時時の 花は咲けども 何すれそ 母とふ花の 咲き出来ずけむ
防人山名郡の丈部真麿 (巻20-4323)


四季折々の花は咲くけれども、どうして母という花は咲き出さないのだろうか

万葉の時代、男子には3年間の軍役がありました。防人です。外国の来襲に備え、九州沿岸などで防備、農耕にあたるのが任務です。ほとんどが東国の人々だったといいますから遠い現地まで歩いて出向くのはもとより、家族や妻子としばし別れるのはさぞ辛かったことだろうと思います。
この歌は今の静岡県出身の防人の歌です。心細さから母を思い出して詠んだのでしょう。「せめてハハが咲いたら自分はそれを母と思って頑張れるのに・・」といっているように思われます。同じ防人の歌に「父母が花であったらいいのになぁ」と歌ったものもあります。

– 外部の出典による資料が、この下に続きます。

PR #3613, opened 2021-12-28
Fallback in case of missing most specific type for microformat macro

### LINKED ISSUE #3612: Freemarker error thrown related to microformats
**Describe the bug**
This bug was reported way back in 2018 here: https://groups.google.com/g/vivo-tech/c/PEIjS7kuIeY/m/odmwhKXeBwAJ

**To Reproduce**
Unfortunately I have no idea why this started happening for me in one of my projects. I loaded a large file and it suddenly started happening for a specific class (vivo:Department) but I perhaps it has something to do with retrieving the most specific type. I couldn't see anything in the triples that would suggest an issue (mostSpecificType was correctly in the kb-inf graph). 

**Expected behavior**
The page the load without issue. 

**Screenshots**
Full error and stack trace was same as in vivo-tech issue posted above. 
```
Caused by: FreeMarker template error: When calling macro "getItemType", required parameter "type" (parameter #1) was specified, but had null/missing value. ---- Tip: If the parameter value expression on the caller side is known to be legally null/missing, you may want to specify a default value for it with the "!" operator, like paramValue!defaultValue. ---- ---- FTL stack trace ("~" means nesting-related): -

Failed at: @getItemType mst, "organization" [in template "lib-microformats.ftl" in macro "sectionSchema" at line 10, column 9]
- Reached through: @mf.sectionSchema individual [in template "individual-vitro.ftl" at line 19, column 60]
- Reached through: #include "individual-vitro.ftl" [in template "individual.ftl" at line 32, column 1]
- Reached through: #include "individual.ftl" [in template "individual--foaf-organization.ftl" at line 31, column 1]
```

**Environment (please complete the following information):**
Linux, Chrome, Tomcat 8, VIVO 1.12.x, Solr

gneissone:
**[JIRA Issue](https://github.com/vivo-project/VIVO/issues/3612)**: Fixes #3612 

https://groups.google.com/g/vivo-tech/c/PEIjS7kuIeY/m/odmwhKXeBwAJ

Prevents a Freemarker error encountered in rare cases.

# What's new?
Adds blank fallback in case of issue retrieving a most specific type value within the lib-microformats.ftl file.

# How should this be tested?
Search an individual's page source for a microformat value, e.g. `itemscope itemtype="http://schema.org/Thing"` before applying change. After applying change, you should still see the microformat value on the page... but it should also prevent a freemarker error from being thrown in case the macro was unable to find a most specific type (for whatever reason...). 

# Additional Notes:
Unfortunately I don't know exactly why this error is happening... this is more of a band-aid than an actual fix for the core problem, but it doesn't hurt to work around the problem in lieu of investing more time finding the root cause.

# Interested parties
@VIVO-project/vivo-committers

### DIFF
--- a/webapp/src/main/webapp/templates/freemarker/lib/lib-microformats.ftl
+++ b/webapp/src/main/webapp/templates/freemarker/lib/lib-microformats.ftl
@@ -11,12 +11,11 @@
     <#elseif individual.event()>
         itemscope itemtype="http://schema.org/Event"
 	<#elseif individual.infoContentEntity()>
-	   <#assign mst = "Document" />
 		<#list individual.mostSpecificTypes as type >
 			<#assign mst = type />
 			<#break>
 		</#list>
-       <@getItemType mst!"" "infoContentEntity"/>
+       <@getItemType mst!"Document" "infoContentEntity"/>
     <#else>
         itemscope itemtype="http://schema.org/Thing"
     </#if>
--- a/webapp/src/main/webapp/templates/freemarker/lib/lib-microformats.ftl
+++ b/webapp/src/main/webapp/templates/freemarker/lib/lib-microformats.ftl
@@ -7,7 +7,7 @@
 			<#assign mst = type />
 			<#break>
 		</#list>
-        <@getItemType mst "organization"/>
+        <@getItemType mst!"" "organization"/>
     <#elseif individual.event()>
         itemscope itemtype="http://schema.org/Event"
 	<#elseif individual.infoContentEntity()>
@@ -16,7 +16,7 @@
 			<#assign mst = type />
 			<#break>
 		</#list>
-    	<@getItemType mst "infoContentEntity"/>
+       <@getItemType mst!"" "infoContentEntity"/>
     <#else>
         itemscope itemtype="http://schema.org/Thing"
     </#if>


webapp/src/main/webapp/templates/freemarker/lib/lib-microformats.ftl
```diff
@@ -16,7 +16,7 @@
 			<#assign mst = type />
 			<#break>
 		</#list>
-    	<@getItemType mst "infoContentEntity"/>
+       <@getItemType mst!"" "infoContentEntity"/>
```
chenejac, line 19: Probably this should be mst!"Document", and line 14 in this file should be removed.

chenejac (changes requested):
@gneissone thanks for this patch. I am personally surprised that the problem doesn't appear in other files when mostSpecificTypes is not calculated well for any reason. For instance, in the line https://github.com/vivo-project/VIVO/blob/main/webapp/src/main/webapp/templates/freemarker/body/individual/individual--foaf-organization.ftl#L20. Although I would prefer that we find the root of the problem, I would approve this contribution after addressing the small issue I have commented (see my comment for your code).

webapp/src/main/webapp/templates/freemarker/lib/lib-microformats.ftl
gneissone: Thanks, I have made the change.

chenejac (approved):

litvinovg (approved):

PR #3776, opened 2022-10-06
[ i18n sprint ] Fixes for new individual form 

litvinovg:
Eliminates the need to combine translations in new individual form

# Interested parties
@chenejac


chenejac (approved):
Thanks. Works as it is described.

wwelling (approved):

PR #3784, opened 2022-10-19
[i18n sprint] Language-neutral help text in autocomplete forms

litvinovg:
[Companion Vitro-languages PR](https://github.com/vivo-project/Vitro-languages/pull/64)
[Companion Vitro PR](https://github.com/vivo-project/Vitro/pull/338)
Use language-neutral selectAnExistingOrCreateNewOne translation key as help text in forms with auto-completion

# How should this be tested?
Try out forms with auto-completion to see new text

# Interested parties
@tawahle

### DIFF
--- a/webapp/src/main/webapp/templates/freemarker/edit/forms/autoCompleteDataPropForm.ftl
+++ b/webapp/src/main/webapp/templates/freemarker/edit/forms/autoCompleteDataPropForm.ftl
@@ -72,7 +72,7 @@ Also multiple types parameter set to true only if more than one type returned-->
     };
     var i18nStrings = {
         selectExisting: '${i18n().select_an_existing?js_string}',
-        orCreateNewOne: '${i18n().or_create_new_one?js_string}',
+        selectAnExistingOrCreateNewOne: '${i18n().select_an_existing_or_create_a_new_one?js_string}',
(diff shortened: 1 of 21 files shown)


webapp/src/main/webapp/templates/freemarker/edit/forms/autoCompleteDataPropForm.ftl
```diff
@@ -72,7 +72,7 @@ Also multiple types parameter set to true only if more than one type returned-->
     };
     var i18nStrings = {
         selectExisting: '${i18n().select_an_existing?js_string}',
```
chenejac, line 74: Do we need selectExisting field now? It looks as the new field is only needed? Also, if the selectExisting is needed, please rename it to selectAnExisting due to consistence.

chenejac (changes requested):

webapp/src/main/webapp/templates/freemarker/edit/forms/autoCompleteDataPropForm.ftl
litvinovg: You are right, we don't need it. I removed it.

chenejac (approved):

wwelling (approved):

PR #3808, opened 2023-01-13
Use fallbacks for concept labels with en-US, en, and without language…

litvinovg:
If concept doesn't have label with language tag it can't be used in capability map.
This is a fix for capability map regression from i18n sprint.

# What's new?
Use fallbacks for concept labels with en-US, en, and without language tag in visualization caches.

# How should this be tested?
- Use a concept with label without language tag.
- Search for concept in capability map.
- Concept should be shown on the map.

# Interested parties
@chenejac @bkampe


chenejac (approved):
@litvinovg thanks

PR #82, opened 2022-08-11
feat: export LinkedList

jeswr:
Pros: Makes this accessible to downstream applications (I want to use it in a custom iterator downstream)
Cons: Will require a major version bump if we want to remove the LinkedList class or otherwise make breaking changes to its API

### DIFF
--- a/asynciterator.ts
+++ b/asynciterator.ts
@@ -4,11 +4,14 @@
  */
 
 import { EventEmitter } from 'events';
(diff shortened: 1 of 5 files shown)


jeswr:
bump @RubenVerborgh

RubenVerborgh:
Good call, I think a linked list will be a relevant data structure for consumers in any case.

Issue #83, opened 2022-08-17
WrappingIterator does not destroy sources


rubensworks:
Unlike other iterators, the new WrappingIterator does not destroy sources on end, nor has it a `destroySource` option.

This will likely result in problems where iterators keep running internally for a while (or infinitely), even though they can be stopped.

jacoscaz:
Good point. Is anyone already working on this? I can have a look if not.

rubensworks:
I'm not working on it, so feel free to have a go at it @jacoscaz :-)

For this, it would be good to also keep #84 in mind.

PR #84, opened 2022-08-17
Fix slow async sources not being destroyed

rubensworks:
When a TransformIterator receives an async callback as input, but the callback is very slow, race conditions could occur when destroying the iterator.
Concretely, when the iterator was closed/destroy before the callback resolves, the underlying iterator would never be destroyed.

FYI, this caused major problems in the context with link traversal, where the query would end, but underlying link traversal iterators (which can be infinite) kept on running.

This fix should also be taken into account when #83 is being fixed.

### DIFF
--- a/asynciterator.ts
+++ b/asynciterator.ts
@@ -1206,16 +1206,17 @@ export class TransformIterator<S, D = S> extends BufferedIterator<D> {
   }
 
   set source(value: AsyncIterator<S> | undefined) {
-    // Do not change sources if the iterator is already done
-    if (this.done)
-      return;
-
     // Validate and set source
     const source = this._source = this._validateSource(value);
     source[DESTINATION] = this;
 
-    // Close this iterator if the source has already ended
-    if (source.done) {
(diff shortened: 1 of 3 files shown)


RubenVerborgh:
Oops that's very worrying. Thanks, let me have a look.

RubenVerborgh:
Note for v4.0: we should avoid needing to update this in multiple places.

RubenVerborgh:
@rubensworks Counter-proposal at 87006a5ad23ad77ec860bb0142dfe5c623aeb043

The problem was broader: other aspects of setting a source on a closed iterator were also inconsistent with the behavior on open iterators (such as checking whether the source is valid).

rubensworks:
@RubenVerborgh Looks good to me! Just tested it on my end, and everything still seems to work with the new fix.

RubenVerborgh:
Great, published as v3.6.2!

rubensworks:
Thanks!

PR #85, opened 2022-08-17
Adds destroySource support to wrap() and WrappingIterator

### LINKED ISSUE #83: WrappingIterator does not destroy sources

jacoscaz:
Closes #83

### DIFF
--- a/asynciterator.ts
+++ b/asynciterator.ts
@@ -1998,9 +1998,11 @@ class HistoryReader<T> {
  */
 export class WrappingIterator<T> extends AsyncIterator<T> {
   protected _source: InternalSource<T> | null = null;
+  protected _destroySource: boolean;
 
-  constructor(source?: MaybePromise<IterableSource<T>>) {
+  constructor(source?: MaybePromise<IterableSource<T>>, opts?: SourcedIteratorOptions) {
     super();
+    this._destroySource = opts?.destroySource !== false;
 
     // If promise, set up a temporary source and replace when ready
     if (isPromise(source)) {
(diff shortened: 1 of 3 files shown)


rubensworks (approved):
LGTM!

Just noting that since WrappingIterator doesn't support `autoStart: false`, it won't be picked up yet by Comunica.

jacoscaz:
@rubensworks I guess `WrappingIterator` implicitly behaves as if `autoStart` is always set to `false`. Perhaps we can make it so that if only `autoStart: false` is passed we can return a `WrappingIterator` instead of a `TransformIterator`?

rubensworks:
> I guess WrappingIterator implicitly behaves as if autoStart is always set to false

Not sure, at first glance it looks to me like `source` is immediately being set, and things like listeners are being attached.
I suspect some more changes would have to be made, similar to `TransformIterator`.

jacoscaz:
@rubensworks I think I've done it in https://github.com/RubenVerborgh/AsyncIterator/pull/85/commits/80fb650d7b06274ed80c61e0194a11a95b2621e7 but we can rollback if it doesn't look right.

jacoscaz:
Mh... Nope, nevermind. I tested it with one project before pushing but it did break another. I'll rollback and consider this PR complete. We can address this separately.

jeswr:
>  I'll rollback and consider this PR complete. We can address this separately.

bump @RubenVerborgh ?

RubenVerborgh:
Thanks @jacoscaz, great work!

PR #91, opened 2022-09-21
Allow wrapping arrays with options

### LINKED ISSUE #88: potential bug: `wrap` now autostarting iterators that were previously not autostarted prior to optimisation work
Placeholder - will try create a minimal example or debug tommorow :)

RubenVerborgh:
Fixes https://github.com/RubenVerborgh/AsyncIterator/issues/88

### DIFF
--- a/asynciterator.ts
+++ b/asynciterator.ts
@@ -2123,9 +2123,12 @@ export class WrappingIterator<T> extends AsyncIterator<T> {
 */
 export function wrap<T>(source?: MaybePromise<IterableSource<T>> | null,
                         options?: TransformIteratorOptions<T>): AsyncIterator<T> {
-  // TransformIterator if TransformIteratorOptions were specified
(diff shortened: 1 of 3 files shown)


jacoscaz:
Yup, +1 from me!

jeswr:
@RubenVerborgh - I also think w need to be closing the wrapping iterator here https://github.com/RubenVerborgh/AsyncIterator/blob/915a85734824809cc65b189d3e095c590da1334b/asynciterator.ts#L2031 (otherwise the iterator is permanently open if the promise rejects).

RubenVerborgh:
@jeswr We probably need a better strategy around `error`. At the moment, I consider an iterator that has emitted an `error` as unpredictable and unusable. Perhaps we need a separated `errored` state. I'd leave that as a todo in https://github.com/RubenVerborgh/AsyncIterator/issues/92

jeswr (approved):

RubenVerborgh:
Thank you!

PR #94, opened 2022-11-08
Use .js extension for CJS, and .mjs for ESM

### LINKED ISSUE #1097: process is not defined using comunica and react without editing the webpack
Hello I'm trying to use comunica with a standard react app (created with for example ***npx create-reactapp my-app***) without editing the webpack (when for example ***npm run eject*** is used to edit the webpack).

Comunica works perfect with react when you edit the webpack and use "node-polyfil-webpack-plugin". But gives the following error when a standard react app is used:
image

I'm looking at this problem for a while but can't really figure out how to fix it. I'm currently comparing the 2 app's with each other.
Both use the newest version of comunica. So again, I want to change the code of comunica in order to work, but not that of the react app itself. 

I already scoured the internet for this problem, but none really worked. 
I've tried to add the following code in App.js: 
`    window.process = { `
`      env: {`
`          NODE_ENV: 'development'`
`      }`
`    }    `
which solves the issue but gives a new error: ***process.tick is not defined***, so it must be solved in another way.
Any help or tips would be welcome!

rubensworks:
This fixes issues with the commonly-used create-react-app tool that is unable to handle .cjs files.

This change consider CJS by default for .js files, but still exposes ESM for the tools that have proper support for it.

See facebook/create-react-app#11889

Closes comunica/comunica#1097

### DIFF
--- a/package.json
+++ b/package.json
@@ -10,16 +10,16 @@
   ],
   "license": "MIT",
   "repository": "RubenVerborgh/AsyncIterator",
-  "type": "module",
-  "main": "dist/asynciterator.cjs",
+  "type": "commonjs",
+  "main": "dist/asynciterator.js",
   "exports": {
     "./package.json": "./package.json",
     ".": {
-      "import": "./dist/asynciterator.js",
-      "require": "./dist/asynciterator.cjs"
+      "require": "./dist/asynciterator.js",
+      "import": "./dist/asynciterator.mjs"
     }
   },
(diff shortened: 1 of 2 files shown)


RubenVerborgh:
Thanks, @rubensworks, this helps a lot. Releasing as next minor version now.

RubenVerborgh:
Thanks, @rubensworks, this helps a lot. Releasing as next minor version now.

PR #99, opened 2023-05-28
Fix ClonedIterators not being readable

rubensworks:
Since ClonedIterators are not autoStarted, they should be marked as readable. Otherwise, dependents may never consider them as being readable.

This lies at the root cause of the following Comunica bugs, where execution would halt due to an intermediary iterator never becoming readable:
- comunica/comunica#1168
- comunica/comunica#817

### DIFF
--- a/asynciterator.ts
+++ b/asynciterator.ts
@@ -1796,6 +1796,9 @@ export class ClonedIterator<T> extends TransformIterator<T> {
   constructor(source: AsyncIterator<T>) {
     super(source, { autoStart: false });
     this._reading = false;
+    // As cloned iterators are not auto-started, they must always be marked as readable.
+    if (source)
+      this.readable = true;
   }
 
   protected _init() {
--- a/test/ClonedIterator-test.js
+++ b/test/ClonedIterator-test.js
@@ -173,8 +173,8 @@ describe('ClonedIterator', () => {
         });
 
         if (index === 0) {
-          it('should not have emitted the `readable` event', () => {
-            getClone()._eventCounts.readable.should.equal(0);
+          it('should have emitted the `readable` event once', () => {
+            getClone()._eventCounts.readable.should.equal(1);
           });
         }
 
@@ -187,8 +187,8 @@ describe('ClonedIterator', () => {
         });
 
         if (index === 0) {
-          it('should not be readable', () => {
-            getClone().readable.should.be.false;
+          it('should be readable', () => {
+            getClone().readable.should.be.true;
           });
 
           it('should return null on read', () => {
@@ -204,7 +204,7 @@ describe('ClonedIterator', () => {
           before(() => { getIterator()._push('a'); });
 
         it('should have emitted the `readable` event', () => {
-          getClone()._eventCounts.readable.should.equal(1);
+          getClone()._eventCounts.readable.should.equal(index === 0 ? 2 : 1);
         });
 
         it('should not have emitted the `end` event', () => {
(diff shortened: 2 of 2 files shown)


rubensworks:
Not sure about the test failure, as it seems to be happening in code that this PR does not touches, and only for Node 10 (which is out of LTS).

asynciterator.ts
```diff
@@ -1796,6 +1796,9 @@ export class ClonedIterator<T> extends TransformIterator<T> {
   constructor(source: AsyncIterator<T>) {
     super(source, { autoStart: false });
     this._reading = false;
+    // As cloned iterators are not auto-started, they must always be marked as readable.
+    if (source)
```
jeswr, line 1800: I suspect that rather than *always* setting the iterator to be readable if there is a source, it will be sufficient to add `|| source.readable` to the [condition here](https://github.com/RubenVerborgh/AsyncIterator/blob/3171521759194b3ce463f989d8253e35978ef690/asynciterator.ts#L1836-L1837).

jeswr (changes requested):

asynciterator.ts
rubensworks: I just tried, and it looks like this doesn't fix the two Comunica issues mentioned above anymore unfortunately.

jeswr: Hmm ok. I still don't like just always setting `.readable` to be true here because we are glossing over some kind of race condition taking place in the iterator.

Second to that setting an iterator to be readable when it is not has problems for performance because it triggers all downstream iterators to call `.read()` only to get no results.

Is it possible that the problematic cases are occurring when we are calling `.clone()` on a source that has already ended. In that case it might be that we need to be checking `source.done` instead of `source.readable` in the conditional on line 1836.

rubensworks: > Is it possible that the problematic cases are occurring when we are calling .clone() on a source that has already ended. In that case it might be that we need to be checking source.done instead of source.readable in the conditional on line 1836.

Just tried this as well, not solving the problem either unfortunately.


Note that this change is essentially just restoring the behaviour of `BufferedIterator`, which is setting `readable` to `true` if autostart is disabled: https://github.com/RubenVerborgh/AsyncIterator/blob/3171521759194b3ce463f989d8253e35978ef690/asynciterator.ts#L971
We need to do this, since `ClonedIterator` is voiding the implementation of `BufferedIterator`'s `_init`.

jeswr:
Doing a bit of dig into this at the moment; for https://github.com/comunica/comunica/issues/1168 I've observed that the issue is only occuring when taking the `.clone()` of `CloneIterators` in the `INIT` `_state`. Will come back to this later in the day.

*note*: I was expecting https://github.com/RubenVerborgh/AsyncIterator/pull/100/files to be a minimal repro of this but sadly it was not so will continue digging.

rubensworks:
@RubenVerborgh (or @jeswr?) Any chance this PR might be merged?
I'm sure @pheyvaer would be very happy to see this issue resolved.

jeswr (approved):
Sorry - this completely dropped off my radar. In the future feel free to bump me after a couple of days of non-response to issues/PRs :).

Since the concern in this discussion https://github.com/RubenVerborgh/AsyncIterator/pull/99#discussion_r1209581971 is not that this is a buggy PR - but rather that we hide an underlying bug, and possibly introduce a minor performance hit; I am in favor of merging this PR and opening up in issue to investigate as a follow up.

I will leave @RubenVerborgh to merge as I do not have rights to make a subsequent npm release.

RubenVerborgh:
Thanks! The test failure is indeed very weird. Not that we need Node 10 support, but it's sometimes a canary for things going wrong.

RubenVerborgh:
The test failure was just a fluke, works fine on main. Releasing next.

PR #102, opened 2023-07-04
Make iterators AsyncIterable, Closes #89

### LINKED ISSUE #89: Feat: Make asynciterator asynciterable
In particular this logic https://github.com/LDflex/LDflex-Comunica/blob/f01ece6fa8cee720061efd5ddd23ed82921555e4/src/ComunicaEngine.ts#L158-L215 should be implemented as the `[Symbol.asyncIterator]` method of `AsyncIterator`

rubensworks:
While this will likely come at the cost of lower performance compared to plain data-events, we should add this for use cases where code readability is preferred over performance.

### DIFF
--- a/asynciterator.ts
+++ b/asynciterator.ts
@@ -580,6 +580,11 @@ export class AsyncIterator<T> extends EventEmitter implements AsyncIterable<T> {
       next(): Promise<IteratorResult<T>> {
         return new Promise<IteratorResult<T>>((resolve, reject) => {
           it.on('error', reject);
+          function nextCallback(): void {
+            it.removeListener('readable', nextCallback);
+            it.removeListener('end', nextCallback);
+            tryResolve();
+          }
           function tryResolve(): void {
             const value = it.read();
             if (value !== null) {
@@ -594,11 +599,6 @@ export class AsyncIterator<T> extends EventEmitter implements AsyncIterable<T> {
             }
             else {
               // In all other cases, wait for the iterator to become readable or ended
-              const nextCallback = () => {
-                it.removeListener('readable', nextCallback);
-                it.removeListener('end', nextCallback);
-                tryResolve();
-              };
               it.once('readable', nextCallback);
               it.once('end', nextCallback);
             }
--- a/asynciterator.ts
+++ b/asynciterator.ts
@@ -579,31 +579,31 @@ export class AsyncIterator<T> extends EventEmitter implements AsyncIterable<T> {
     return {
       next(): Promise<IteratorResult<T>> {
         return new Promise<IteratorResult<T>>((resolve, reject) => {
+          let hasDataListeners = false;
           it.on('error', reject);
-          function nextCallback(): void {
-            it.removeListener('readable', nextCallback);
-            it.removeListener('end', nextCallback);
-            tryResolve();
-          }
-          function tryResolve(): void {
+
+          // Tries to read the next item and passes it through the callback
+          function readNext(): void {
+            // Try to read the next item
             const value = it.read();
-            if (value !== null) {
-              // Immediately resolve if we have read an element
+            if (value !== null || it.done) {
               it.removeListener('error', reject);
-              resolve({ done: false, value });
+              if (hasDataListeners) {
+                it.removeListener('end', readNext);
+                it.removeListener('readable', readNext);
+              }
+              resolve(value !== null ?
+                { done: false, value } :
+                { done: true, value: undefined });
             }
-            else if (it.done) {
-              // Close if we're done
-              it.removeListener('error', reject);
-              resolve({ done: true, value: undefined });
-            }
-            else {
-              // In all other cases, wait for the iterator to become readable or ended
-              it.once('readable', nextCallback);
-              it.once('end', nextCallback);
+            // If none available, listen for new items
+            else if (!hasDataListeners) {
+              hasDataListeners = true;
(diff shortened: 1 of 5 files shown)


asynciterator.ts
```diff
@@ -568,6 +567,47 @@ export class AsyncIterator<T> extends EventEmitter {
...
+              it.removeListener('error', reject);
+              resolve({ done: true, value: undefined });
+            }
+            else {
+              // In all other cases, wait for the iterator to become readable or ended
+              const nextCallback = () => {
+                it.removeListener('readable', nextCallback);
+                it.removeListener('end', nextCallback);
+                tryResolve();
+              };
```
jeswr: You should be able to define this outside of `tryResolve` rather than re-defining it every time.

jeswr (approved):
LGTM (barring the minor optimisation above)

Note that this logic achieves the same effect over in LDflex https://github.com/LDflex/LDflex-Comunica/blob/f01ece6fa8cee720061efd5ddd23ed82921555e4/src/ComunicaEngine.ts#L161-L215.

I will leave @RubenVerborgh to merge as I do not have rights to make a subsequent npm release.

asynciterator.ts
rubensworks: Done!

rubensworks:
@RubenVerborgh Could you have a look at this one? Will certainly make many comunica users very happy :-)

RubenVerborgh:
@rubensworks So I first did f60ceccdc98f87dbafe2ceddcfc84de4e506a4d6 to minimize listener re-attachment within a single `next` iteration, but then I realize we could keep listeners attached in 43cedf106d1a6564682f3249e1a3c01ac867a19a, and then realized we _must_ do that to catch errors in between `next` calls. However, the test coverage is not complete for those cases yet.

rubensworks:
I also had a `pendingError`-like approach in mind before, but I decided to not implement it like that before due to the chance of errors getting lost.
What could happen, is that the AsyncIterable is only being consumed partially, that an error is emitted after the last consumed element, and that the error will get lost because no further elements are getting consumed.
The alternative is that unhandled errors get thrown, but at least the errors do not get lost that way 😅 

So I guess we'll have to choose between either errors to always be explicitly forwarded (but them sometimes getting lost on partial consumption), or errors never getting lost, but them sometimes being unhandled errors.

----

After writing this, I just realized that we could also implement our own unhandled exception approach. If we notice (somehow) that the AsyncIterable is not consumed anymore, but we have a pending error, that we throw an unhandled exception. This might give us the best of both worlds.

RubenVerborgh:
> After writing this, I just realized that we could also implement our own unhandled exception approach. If we notice (somehow) that the AsyncIterable is not consumed anymore, but we have a pending error, that we throw an unhandled exception. This might give us the best of both worlds.

I like the approach, except I'm not sure how to implement it with the ECMAScript `AsyncIterator` contract. How do I _know_ that no `next` will be called, if the error arrives between `next` calls?
What I am missing is a `destroy` method on ECMAScript `AsyncIterator`.

rubensworks:
> How do I know that no next will be called, if the error arrives between next calls?

We may be able to do something by registering the created `AsyncIterator` into a [FinalizationRegistry](https://developer.mozilla.org/en-US/docs/Web/JavaScript/Reference/Global_Objects/FinalizationRegistry), but it feels finicky...

RubenVerborgh:
Ooof yes. Or perhaps for now at a comment that we recommend adding an error listener to the iterator if you don't plan on fully consuming it (since you can't detach a `for await` created thing yourself, because you don't have a reference to it).

_Or_ we could keep a list per iterator of the ESAsyncIterator instances created (or even allow only one), and then _destroy_ on the iterator also destroys all of them.

Actually, _destroy_ on the iterator might just work because it would also delete listeners.

rubensworks:
@RubenVerborgh At last, I found some time to look into finalizing the unit tests and documenting the error events edge-case.

RubenVerborgh:
That is quite amazing, thanks. So we good to go? Anything I should still do? (I see a review is pending, just checking if you need specific things.)

rubensworks:
@RubenVerborgh Should be feature-complete AFAICS, so it should be ready to be merged if you agree :-)

asynciterator.ts
```diff
@@ -611,7 +616,7 @@ export class AsyncIterator<T> extends EventEmitter implements AsyncIterable<T> {
         currentResolve = currentReject = pendingError = null;
         removeListeners();
       }
-      else if (pendingError !== null) {
+      else if (pendingError === null) {
```
RubenVerborgh, line 619: 🤦 obvs I put that in on purpose to check your tests

RubenVerborgh:
I was _so_ pleased that my code turned out to be the one in the end, only the see the dreadful `!==` error.
You go ahead and merge it, you did the tests and that's the hard work!

rubensworks:
Merged! :-)

@RubenVerborgh, before you release, it might make sense to include #105 as well.

jacoscaz:
@rubensworks @RubenVerborgh brilliant!!!

rubensworks:
@RubenVerborgh Could you publish a new release? I'd like to include it in the next major release of Comunica, which I intend to release soon.

RubenVerborgh:
@rubensworks Published v3.9.0! Thanks for your patience and continued support.

PR #104, opened 2023-11-24
Fix 3 tests where the wrong event is checked.

maartyman:
I found 3 tests where the wrong event was checked. The title said 'should not have listeners for the `data` event' and in the test the 'readable' event was checked for listeners.


RubenVerborgh:
Thank you, @maartyman!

父母も 花にもがもや 草枕 旅は行くとも 捧ごて行かむ
佐野郡丈部黒当 (巻20-4325)


父も母も花であって欲しい。草を枕の旅に行こうとも、捧げ持って行こうに

貝母は球根の形から、‘母栗(ハハクリ)’という古名がありました。3月から4月に淡い緑色の花をうつむきに咲かせます。花の内側には細かな網目の紋がありますが、派手さはなく、清楚で繊細な趣を感じます。葉先がくるりと巻いているのが可愛らしく、それでいて包み込む不思議な力も感じ取れます。花の形状から別名アミガサユリ(編笠百合)のも呼ばれます。